Il ritorno della guerra in Europa e il moltiplicarsi dei conflitti globali rendono sempre più difficile, oggi, anche solo parlare di pace. Ma un tentativo non è solo lecito, ma necessario. Ad affrontare questo delicato quanto fragile binomio è, nel suo ultimo lavoro – “Pace in tempo di Guerra, Guerini e Associati – Mario Giro, mediatore della Comunità di Sant’Egidio, ex sottosegretario e viceministro degli Esteri, da anni impegnato in processi di riconciliazione in Africa, Medio Oriente, Balcani e America Latina.

“C’è un problema di mentalità che è cambiata. La guerra è stata sdoganata come strumento per risolvere crisi e contese.
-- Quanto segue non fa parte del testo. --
PR #896, opened 2022-10-28
Fix missing traj

jkausrelay:
- Code only works for positive idxs
- Add checks to ensure keep_idxs is positive


proteneer:
Good call:

```
if lamb_idx in keep_idxs:
    stored_frames.append(cur_frames)
    stored_boxes.append(cur_boxes)
```

PR #898, opened 2022-10-31
Add conformer-oblivious core option

maxentile:
Problem: `mcs` has an option to ignore conformer, but `get_core_by_mcs` does not.

(In some situations we may want to toggle off conformer-awareness in constructing atom-mapping, e.g. in relative hydration, and perhaps also to increase efficiency of the solvent leg in relative binding.)

Solution: Add a `conformer_aware` option (defaulting to `True`) to `get_core_by_mcs`.

### DIFF
--- a/tests/test_atom_mapping.py
+++ b/tests/test_atom_mapping.py
@@ -22,8 +22,9 @@ def test_mcs():
 def test_get_core_by_mcs():
     mol_a, mol_b, _ = get_hif2a_ligand_pair_single_topology()
     query = mcs(mol_a, mol_b).queryMol
-    core = get_core_by_mcs(mol_a, mol_b, query)
-    assert core.shape[1] == 2
+    for conformer_aware in [True, False]:
+        core = get_core_by_mcs(mol_a, mol_b, query, conformer_aware=conformer_aware)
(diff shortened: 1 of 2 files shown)


tests/test_atom_mapping.py
```diff
@@ -22,8 +22,9 @@ def test_mcs():
 def test_get_core_by_mcs():
     mol_a, mol_b, _ = get_hif2a_ligand_pair_single_topology()
     query = mcs(mol_a, mol_b).queryMol
-    core = get_core_by_mcs(mol_a, mol_b, query)
-    assert core.shape[1] == 2
+    for conformer_aware in [True, False]:
```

In precedenza, dopo il 1945, la mentalità era: ‘mai più la guerra’. Certo, ci sono state guerre anche in quegli anni, ma dominava comunque l’idea di una risoluzione pacifica dei conflitti”, racconta l’autore ad Affaritaliani. Oggi, però, qualcosa si è rotto: “Anche grazie alle grandi potenze, come la Russia, la Cina, gli Stati Uniti, e a seguire le medie potenze, si è affermata l’idea che le crisi si risolvano con i conflitti. Ma nessuna guerra ha mai raggiunto i risultati che si era prefissata, nemmeno la migliore, nemmeno quella per l’esportazione della democrazia. Le guerre, tutte, sono obsolete: tendenzialmente peggiorano le situazioni, come dimostra quanto sta avvenendo in Medio Oriente”. “Bisogna arrendersi – sottolinea ancora l’autore – all’evidenza che laguerra è inutile, prima ancora che illegittima o immorale”.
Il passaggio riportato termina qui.